Bei der 2016 startenden Drama-Serie „Trial“ mit Billy Bob Thornton und William Hurt um einen heruntergekommenen Rechtsanwalt, der Erlösung sucht, oder einem für 2017 geplanten Projekt mit Woody Allen geschieht das weitestgehend störungsfrei. Seit ein paar Tagen sorgt allerdings „The Man in the high Castle“ für Furore, eine von Ridley Scott produzierte, fiktive Geschichte, basierend auf einem dystopischen Roman von Philip K. Dick, in der die Achsenmächte den Zweiten Weltkrieg gewonnen und die USA unter sich aufgeteilt haben. Amazon hat diese Serie für ein paar Tage mit der Freiheitsstatue im Nazi-Outfit beworben, diese Plakate nach Protesten aber wieder zurückgezogen.

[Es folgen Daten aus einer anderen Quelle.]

PR #1990, opened 2020-09-09
Create FeeUnitFactory and functions to calculate tx fee rates

### LINKED ISSUE #1989: Add ability to calculate a `FeeUnit` from a `Transaction`
Currently, to calculate a fee rate for a transaction we have to do it manually, it would be nice and much safer if we had a way to take in a transaction and the funding amount and return a given `FeeUnit`.

Context: https://github.com/bitcoin-s/bitcoin-s/pull/1977#discussion_r485668105

benthecarman:
Closes #1989

### DIFF
--- a/core/src/main/scala/org/bitcoins/core/wallet/fee/FeeUnit.scala
+++ b/core/src/main/scala/org/bitcoins/core/wallet/fee/FeeUnit.scala
@@ -15,10 +15,12 @@ sealed abstract class FeeUnit {
   final def *(long: Long): CurrencyUnit = Satoshis(toLong * long / scaleFactor)
   def *(tx: Transaction): CurrencyUnit = calc(tx)
 
+  def factory: FeeUnitFactory[FeeUnit]
+
   /** The coefficient the denominator in the unit is multiplied by,
     * for example sats/kilobyte -> 1000
     */
-  def scaleFactor: Long
+  def scaleFactor: Long = factory.scaleFactor
 
   require(scaleFactor > 0,
           s"Scale factor cannot be less than or equal to 0, got $scaleFactor")
@@ -26,14 +28,14 @@ sealed abstract class FeeUnit {
   /** Takes the given transaction returns a size that will be used for calculating the fee rate.
     * This is generally the denominator in the unit, ie sats/byte
     */
-  def txSizeForCalc(tx: Transaction): Long
+  def txSizeForCalc(tx: Transaction): Long = factory.txSizeForCalc(tx)
 
   /** Calculates the fee for the transaction using this fee rate, rounds down satoshis */
   final def calc(tx: Transaction): CurrencyUnit = this * txSizeForCalc(tx)
   def toLong: Long = currencyUnit.satoshis.toLong
 }
 
-trait FeeUnitFactory[T <: FeeUnit] {
+trait FeeUnitFactory[+T <: FeeUnit] {
 
   /** The coefficient the denominator in the unit is multiplied by,
     * for example sats/kilobyte -> 1000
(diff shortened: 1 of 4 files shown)


core/src/main/scala/org/bitcoins/core/wallet/fee/FeeUnit.scala
```diff
@@ -45,13 +70,38 @@ case class SatoshisPerByte(currencyUnit: CurrencyUnit) extends BitcoinFeeUnit {
     SatoshisPerKiloByte(currencyUnit.satoshis * Satoshis(1000))
   }
 
-  override def txSizeForCalc(tx: Transaction): Long = tx.byteSize
+  override def txSizeForCalc(tx: Transaction): Long =
+    SatoshisPerByte.txSizeForCalc(tx)
 
-  override def scaleFactor: Long = 1
+  override def scaleFactor: Long = SatoshisPerByte.scaleFactor
```
nkohen: Seeing as this is the common pattern, I think you should have the top-level trait have an abstract def `FeeUnitFactory` and default impls like this ^ defined at the top level

core/src/main/scala/org/bitcoins/core/wallet/fee/FeeUnit.scala
```diff
@@ -45,13 +70,38 @@ case class SatoshisPerByte(currencyUnit: CurrencyUnit) extends BitcoinFeeUnit {
...
+  override def txSizeForCalc(tx: Transaction): Long = tx.byteSize
+
+  override def calc(
+      inputAmount: CurrencyUnit,
+      tx: Transaction): SatoshisPerByte = {
+    val feePaid = inputAmount - tx.totalOutput
+    val feeRate = feePaid.satoshis.toLong / txSizeForCalc(tx).toDouble
+
+    fromLong(Math.round(feeRate))
+  }
```
nkohen: why is this here? This seems to be equivalent to the thing it overrides?

benthecarman: Woops, missed in my cleanup

nkohen (approved):

core/src/main/scala/org/bitcoins/core/wallet/fee/FeeUnit.scala
```diff
@@ -15,24 +15,53 @@ sealed abstract class FeeUnit {
...
+  /** Takes the given transaction returns a size that will be used for calculating the fee rate.
+    * This is generally the denominator in the unit, ie sats/byte
+    */
+  def txSizeForCalc(tx: Transaction): Long
+
+  /** Creates an instance T where the value given is the numerator of the fee unit
+    */
+  def fromLong(long: Long): T
+
+  def calc(inputAmount: CurrencyUnit, tx: Transaction): T = {
```
Christewart: What exactly is `inputAmount` here? A scala doc would be nice. You don't have an index if it's a specific input. If it's for all inputs we probably should rename to `totalInputAmount`

core/src/main/scala/org/bitcoins/core/wallet/fee/FeeUnit.scala
```diff
@@ -15,24 +15,53 @@ sealed abstract class FeeUnit {
...
+    val feePaid = inputAmount - tx.totalOutput
+    val feeRate = feePaid.satoshis.toLong / txSizeForCalc(tx).toDouble
+
+    fromLong(Math.round(feeRate * scaleFactor))
```
Christewart, line 67: Should document the rounding style in the scaladoc as well

core/src/main/scala/org/bitcoins/core/wallet/fee/FeeUnit.scala
```diff
@@ -93,12 +153,25 @@ case class SatoshisPerKiloByte(currencyUnit: CurrencyUnit)
...
+    SatoshisPerVirtualByte
 }
 
-object SatoshisPerVirtualByte {
+object SatoshisPerVirtualByte extends FeeUnitFactory[SatoshisPerVirtualByte] {
+
+  /** The coefficient the denominator in the unit is multiplied by,
+    * for example sats/kilobyte -> 1000
+    */
+  override def scaleFactor: Long = 1
```
Christewart: nit: `val`

core/src/main/scala/org/bitcoins/core/wallet/fee/FeeUnit.scala
```diff
@@ -80,9 +122,27 @@ case class SatoshisPerKiloByte(currencyUnit: CurrencyUnit)
...
+  override def factory: FeeUnitFactory[SatoshisPerKiloByte] =
+    SatoshisPerKiloByte
+}
+
+object SatoshisPerKiloByte extends FeeUnitFactory[SatoshisPerKiloByte] {
 
+  /** The coefficient the denominator in the unit is multiplied by,
+    * for example sats/kilobyte -> 1000
+    */
   override def scaleFactor: Long = 1000
```
Christewart: nit `val`

Christewart (commented):
Looks good overall!

Christewart (approved):

Christewart (approved):

PR #1991, opened 2020-09-09
Happy Path Test Vectors!

nkohen:
Generated and added tests checking happy path test vectors.


dlc-test/src/test/scala/org/bitcoins/dlc/DLCTestVectorTest.scala
```diff
@@ -0,0 +1,44 @@
...
+}
+import org.bitcoins.testkit.util.BitcoinSAsyncTest
+import org.scalacheck.Gen
+
+import scala.concurrent.Future
+
+class DLCTestVectorTest extends BitcoinSAsyncTest {
+  behavior of "DLCTestVectors"
+
+  val randomTestVectorGen: Gen[Future[DLCTestVector]] =
```
benthecarman, line 17: This could be moved to `DLCTestVectorGen`

dlc-test/src/test/scala/org/bitcoins/dlc/DLCTestVectorTest.scala
```diff
@@ -0,0 +1,44 @@
...
+
+  it should "have serialization symmetry" in {
+    forAllAsync(randomTestVectorGen) { testVectorF =>
+      testVectorF.map { testVector =>
+        assert(DLCTestVector.fromJson(testVector.toJson).contains(testVector))
+      }
+    }
+  }
+
+  it should "pass dlc_tests" in {
```
benthecarman: super nit: it is called `dlc_tests` here but the file is named `dlc_test`

dlc/src/main/scala/org/bitcoins/dlc/testgen/DLCTestVectorGen.scala
```diff
@@ -0,0 +1,89 @@
...
+
+import java.io.{File, PrintWriter}
+
+import play.api.libs.json._
+
+import scala.concurrent.{ExecutionContext, Future}
+import scala.io.Source
+
+object DLCTestVectorGen {
+  //import DLCTLVGen._
```
benthecarman: ping

dlc/src/main/scala/org/bitcoins/dlc/testgen/DLCTestVectorGen.scala
```diff
@@ -0,0 +1,89 @@
...
+  import DLCTxGen._
+
+  implicit private val ec: ExecutionContext = ExecutionContext.global
```
benthecarman, line 13: Instead of using this why not just make `regenerateTestFile()` instead be `regenerateTestFile()(implict ec: ExecutionContext)`

benthecarman (commented):
Should some of this be moved to `testkit`?

dlc-test/src/test/scala/org/bitcoins/dlc/DLCTestVectorTest.scala
nkohen: `DLCTestVectorGen` is not in testkit or test scope so that's not the best place for it. Eventually I do plan on moving it to testkit though, but not until I have more types of `DLCTestVector` and have hashed out how I'm going to distinguish them and such

dlc/src/main/scala/org/bitcoins/dlc/testgen/DLCTestVectorGen.scala
nkohen: I want this the be the object actually used for generating test vectors in "Main" scope (which is what I did to make the json file, in the sbt console)

nkohen: tbh in the future this will likely have a Main branch out of it

benthecarman: Oh okay, makes sense

benthecarman (approved):

PR #1997, opened 2020-09-10
Sort DLC funding keys lexicographically

benthecarman:
To comply with https://github.com/discreetlogcontracts/dlcspecs/pull/75


nkohen (approved):
ACK assuming CI passes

Über Geschmack lässt sich streiten, das gilt dann wohl auch für die Fortsetzung der Familienserie „Transparent“, die ab 11. Dezember online steht. Die einen sagen: zu schrill. Die anderen: Das ist feinfühlig, ein Juwel. Am Mittwoch hat Amazon in Berlin in Anwesenheit der Autorin Jill Soloway („Six Feet Under“) die erste Folge der neuen Staffel vorgestellt. Die Serie dreht sich um das Leben der Familie Pfefferman, welche aus Mort (Jeffrey Tambor) und seiner Exfrau Shelly sowie den drei gemeinsamen erwachsenen Kindern Sarah, Josh und Ali besteht. Mort ist ein Professor und Politikwissenschaftler. Das Leben der Familie aus Los Angeles ändert sich schlagartig, als Mort sich als transsexuell outet und beschließt, als Frau mit dem Namen Maura weiterzuleben.

Zehn halbstündige Folgen also wieder um die Themen Familie, Identität, Sex und Liebe. Die, so nennt es Soloway, „Familienserie“ hat in Hollywood für Furore gesorgt, da sie es schaffte, das Thema Transgender klischeefrei zu präsentieren. Vielleicht wird das in der zweiten Staffel nicht immer gelingen. Dennoch, „Transparent“ ist die erste Serie eines Streaming-Anbieters, die einen Golden Globe gewinnen konnte. Und Jill Soloway weiß ja, wovon sie schreibt. Ihr Vater hatte sich vor Jahren als Transgender geoutet.